# Credit crunch forces outrage!



## Alex88 (Oct 9, 2008)

Billericay aquatics near brentwood are chargeing £2 entery fee per person, and i have been there b4 and the selection isnt great and over priced, i was really shocked and saddened that a shop is chargeing, what you guys think of this??


----------



## LFBP-NEIL (Apr 23, 2005)

its something we have considered, not for entrance to the shop where the livefoods and dry goods are - but in our reptile room, as during the holidays you do tend to get a lot of people who think of it as a great fun day out thats free for their kids, and you have to put up with kids trashing your shop, we even had one lot that dumped their kids off in the morning and told them they would be back later on to get them!


----------



## 955i (Aug 17, 2007)

I remember (must be nearly 25-30 yrs ago now) the Serpentarium in Walsall (as was) used to charge admission to their reptile room, refunded if you purchased so it is nothing new really.


----------



## piercingqueen (Jul 28, 2009)

pink said:


> its something we have considered, not for entrance to the shop where the livefoods and dry goods are - but in our reptile room, as during the holidays you do tend to get a lot of people who think of it as a great fun day out thats free for their kids, and you have to put up with kids trashing your shop, we even had one lot that dumped their kids off in the morning and told them they would be back later on to get them!


 
:gasp::gasp::gasp:


----------



## freekygeeky (May 25, 2007)

i have to admit i went to koi they other day to buy some chicks... i went there and there must of been 100 odd kids there .. just looking... like a free zoo really isnt it?


----------



## AZUK (Jul 9, 2007)

I believe to charge an admittance fee to see any collection the proprietor would be required to have a valid zoo licence.


----------



## CBR1100XX (Feb 19, 2006)

Alex88 said:


> Billericay aquatics near brentwood are chargeing £2 entery fee per person, and i have been there b4 and the selection isnt great and over priced, i was really shocked and saddened that a shop is chargeing, what you guys think of this??


I would never pay to go into a reptile shop to have a look around no matter how good they think there collections are.


----------



## arthur cooke (Jan 22, 2008)

Not really on is it, if I purchase a reptile I usualy want to look several times. I want to see how they are kept over a period of time and how well the shop looks after them.

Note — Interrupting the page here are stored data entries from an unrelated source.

Issue #1653, opened 2016-05-11
evt.seriesIndex is wrong in multichart


EliSnow:
Referring to [this](https://github.com/novus/nvd3/blob/254a7b3f65d83129c8600876055058ffc9fd1d4e/src/models/multiChart.js#L293) in the multichart code, the `seriesIndex` is wrong for the point being hovered over and causes the wrong `tickFormat` function to be used.

Interestingly enough the event object also has a `series` propery on it which could be used. For example:
```js
var yaxis = evt.series.yAxis === 2 ? yAxis2 : yAxis1;
```

An example of this breaking can be found [in this plunker](http://plnkr.co/edit/tWNZOFKGB13lDBGFKPhr?p=preview). I have used the non-minified version of nvd3 here so you can more easily view the source in developer tools, add break points and inspect. When I put a breakpoint on line 9614 (at least that's the correct line # in Chrome's dev tools on my system), which is the equivalent line linked to above in the multiChart code, and hover over a point which belongs to yAxis2, the `seriesIndex` points to the wrong position in the data array, thus grabbing the wrong `tickFormat` function.

PR #1911, opened 2017-01-02
Fix multiChart tooltip series yAxis (#1653)

sylvinus:
This is a pull request with the fix suggested in #1653, with some more code to make it work with multiBar. We're running this in production.


liquidpele:
Seems fine.

PR #1916, opened 2017-01-05
Fix for xScale in multiChart

krmarien:
With this change the xScale can be set in the multiChart:

    var chart = nv.models.multiChart();
    chart.lines1.xScale(d3.time.scale());

Example: [http://plnkr.co/edit/TOcSRfEEp5YnnfiJ6Afd?p=preview](http://plnkr.co/edit/TOcSRfEEp5YnnfiJ6Afd?p=preview)

### DIFF
--- a/src/models/multiChart.js
+++ b/src/models/multiChart.js
@@ -44,7 +44,7 @@ nv.models.multiChart = function() {
         stack1 = nv.models.stackedArea().yScale(yScale1).duration(duration),
         stack2 = nv.models.stackedArea().yScale(yScale2).duration(duration),
 
-        xAxis = nv.models.axis().scale(x).orient('bottom').tickPadding(5).duration(duration),
+        xAxis = nv.models.axis().orient('bottom').tickPadding(5).duration(duration),
         yAxis1 = nv.models.axis().scale(yScale1).orient('left').duration(duration),
         yAxis2 = nv.models.axis().scale(yScale2).orient('right').duration(duration),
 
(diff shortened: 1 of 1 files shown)


src/models/multiChart.js
```diff
@@ -213,6 +213,9 @@ nv.models.multiChart = function() {
                 return a.map(function(aVal,i){return {x: aVal.x, y: aVal.y + b[i].y}})
             }).concat([{x:0, y:0}]) : [];
 
+            x = lines1.xScale();
```
liquidpele: The x variable has stuff done to it above this, why would you overwrite it here?

krmarien: X was initialized to a linear scale and that scale was applied to the xAxis. However changing it afterwards didn't work. 

So the initialization was removed and x is only assigned here and used afterwards. 

It is possible I missed something, but this was the only way I got a different xAxis scale working.

liquidpele: yea, this doesn't seem right... this seems like it'll just throw away the:

    x   .domain(d3.extent(d3.merge(series1.concat(series2)), function(d) { return d.x }))
                 .range([0, availableWidth]);		                 .range([0, availableWidth]);

And even then, you're not changing the xScale of anything but lines1.   I think what you probably want to do is add a new option on multiChart named xScale and have it then control the xScale method on all subcharts (or at least the ones that have that option).

jufemaiz: "add a new option on multiChart named xScale and have it then control the xScale method on all subcharts"

YES! THIS IS EXACTLY RIGHT!

Sorry I've been tearing my hair out trying to get this work to allow for multilingual support and the D3 timeFormat.multi capability ><

Robsonsjre: This is my try on solving this issue (#2039)
Its really simple, just add a new option xScale on your chart (like the lineChart)

liquidpele:
Closing this as abandoned.

Issue #254, opened 2017-07-12
Add beta symbol to site name in nav bar


ajrobbins:
The ICP team would like to emphasize that the Pollination Mapper is a beta product in terms of model output, so users don't write off the tool if they see model results that don't match their expectations. Add a beta symbol to the site name in the nav bar to remind users of this.

ajrobbins:
Shares a point with #248

ajrobbins:
![Pasted image at 2017_07_13 03_23 PM.png](https://waffleio-direct-uploads-production.s3.amazonaws.com/uploads/5685332b20438e130091808c/125516c66e82c728ace21e0d46d89589378787e986e4be44a11df180691477227e3bf37c4fd4b068ef1144535c4f2ed153444d04bea6d37ef5f22e7a98590ebf80655a73c33d17a8b9d44dbb05ba208f1b83e7efdf5edcfa7f74b9dfd0126754505a9bf54f37a6934acc51ff42e64b57ac153e65e4647b.png)

Issue #251, opened 2017-07-12
Yellow text should be teal in Compare view modification list


ajrobbins:
In the Compare view mods list, the area figure is still in the yellow which we changed to a teal color elsewhere in the app in https://github.com/project-icp/bee-pollinator-app/pull/238:

![screen shot 2017-07-12 at 10 43 35 am](https://user-images.githubusercontent.com/12868342/28123506-1b3155ba-66ef-11e7-9251-1ace8021ca3c.png)

arottersman:
The teal color is actually `Yuba Blue` https://github.com/project-icp/bee-pollinator-app/blob/develop/src/icp/sass/utils/_variables.scss#L25

arottersman:
Shares a point with #225

Issue #249, opened 2017-07-12
Update "help page" link on landing page


ajrobbins:
Help page link currently opens in same tab:

![screen shot 2017-07-12 at 10 23 49 am](https://user-images.githubusercontent.com/12868342/28122467-46baa1bc-66ec-11e7-9426-438af593d272.png)

Should open in new tab.

Also, help link URL will be changing before the release, likely to a subdirectory of pollinationmapper.org.

arottersman:
Shares a point with #225

ajrobbins:
Just checked with ICP - we can just use pollinationmapper.org to replace the ICP page help links.

Issue #225, opened 2017-05-16
Reduce # of decimal places in yield table


ajrobbins:
The current yield table shows figures with three decimal places of specificity. Reduce to one for simplicity.

arottersman:
Shares a point with #249 and #251

PR #265, opened 2017-07-17
Small UI changes

mmcfarland:
## Overview

Some small fixups requested by the client:
* Number are uniformly rounded to a single decimal place.
* Yuba Blue is used for output text color on compare
* "BETA" is added to the header branding.
* Updates helpguide link to new window & pollinationmapper.org

Connects #254 
Connects #225 
Connects #251 
Connects #249 

## Notes
~~I matched the header style from the issue for the beta text, but also tried a version as a <sup>superscript</sup> as is common.  Looks like the following, we can do that if consensus indicates it looks better, I do.  I also did not add it to the tab title since we're not changing it to say "beta" every place within the app that it appears, let me know if you think otherwise.~~

*Update: we decided to user the superscript text as represented in Demo*

## Demo

**Rounding and color**
screenshot from 2017-07-17 10 57 10
screenshot from 2017-07-17 10 50 13
screenshot from 2017-07-17 10 49 29

**Header text**
screenshot from 2017-07-17 11 03 57

### Testing
Verify that all numeric output text is rounded to a decimal place and is the appropriate color.  This includes:
* Shared and scenario popups
* Modification dropdown
* Compare output
* Yield model output

Check that `BETA` is in the header, as well.

### DIFF
--- a/src/icp/js/src/core/templates/header.html
+++ b/src/icp/js/src/core/templates/header.html
@@ -1,5 +1,5 @@
 <nav id="app-header" class="navbar-watershed">
-    <div class="brand"><a href="/">Pollination Mapper</a></div>
+    <div class="brand"><a href="/">Pollination Mapper <sup>BETA</sup></a></div>
     <div class="navigation">
         <ul class="main">
             {% if guest %}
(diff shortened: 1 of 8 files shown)


ajrobbins:
I like the superscript, and agree the change should only be to the nav bar header, not everywhere.

ajrobbins:
If you want to toss https://github.com/project-icp/bee-pollinator-app/issues/249 in, just change the help link to point to pollinationmapper.org.

arottersman:
Heads up there's also a link to the help page in the tour 
https://github.com/project-icp/bee-pollinator-app/blob/develop/src/icp/js/src/modeling/tours.js#L45

mmcfarland:
Updated the PR description and commits to use the superscript version of beta text and also adjust the help guide links.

I never make a purchase straight away and should some one want to charge me for looking, well, I'd go elsewhere.
This is just a money making scheme.
Unruly kids, throw them out, simple really.
cheers arthur


----------



## potter556 (Jul 11, 2008)

I agree with ^^^^^^^^^ I would never pay to get into a rep shop, even if they do refund it if you buy.
We like to observe before we purchase anything so lots of visits and lots of talking before money changes hands.


----------



## Zoo-Man (Apr 12, 2008)

Wouldn't charge people to get into my shop, but I agree that the school holidays are a pain when you get the families who are just after something to keep the kids amused for a bit. Some even expect you to allow their kids to hold everything!


----------



## MJ75 (Feb 5, 2009)

I doubt they'll still be doing it in a months time when customers start to shop elsewhere.


----------



## sean k (Dec 20, 2007)

*pet shops*

i wouldnt ever pay to go and look around a shop but i can understand how anoying it would be when there are like loads of kids asking to hold everything as when i was working in my local rep shop a few weeks ago i had loads of kids asking to hold reps. just put an over 18 sign up. lol but then you still get some over 18s wanting to hold everything. lol and asking silly questions. (well i keep a leo, and i have loads of experence with him ive been keeping him for 2 months, now i want a nile monitor....) u dreaming mate. lol lol


----------



## 9Red (May 30, 2008)

We used to keep the entrance to the reptile rooms chained off and ask people to make a small donation - just a couple of coppers - into the charity box for the local (charity registered) reptile rescue if they wanted just to take a look around, in which case we would happily stand with them and talk to them about any animals they asked about. No unaccompanied children under 16 were allowed in the animal rooms unless under the supervision of a member of staff and only in groups of 3 at a time - a rule we had to instigate after I found a gang of 13 year old lads had let themselves into the snake room and let our 12 foot burm out :censor:

I remember a couple of builders came in once and I did the old 'small donation, just a couple of coppers is fine' bit, then ended up giving them a short talk about burms as they were dead impressed with our big display female, and let them have a quick stroke (the burm, not me!). The fellas was so chuffed they gave me a £20 note for the charity box! :2thumb: 
In the whole time I worked there we only ever had one snotty remark about donating a few pennies and that was from a streak of grease in a suit swinging a set of porche keys around his fingers as he stormed out the door :roll:


----------



## blood and guts (May 30, 2007)

Alex88 said:


> Billericay aquatics near brentwood are chargeing £2 entery fee per person, and i have been there b4 and the selection isnt great and over priced, i was really shocked and saddened that a shop is chargeing, what you guys think of this??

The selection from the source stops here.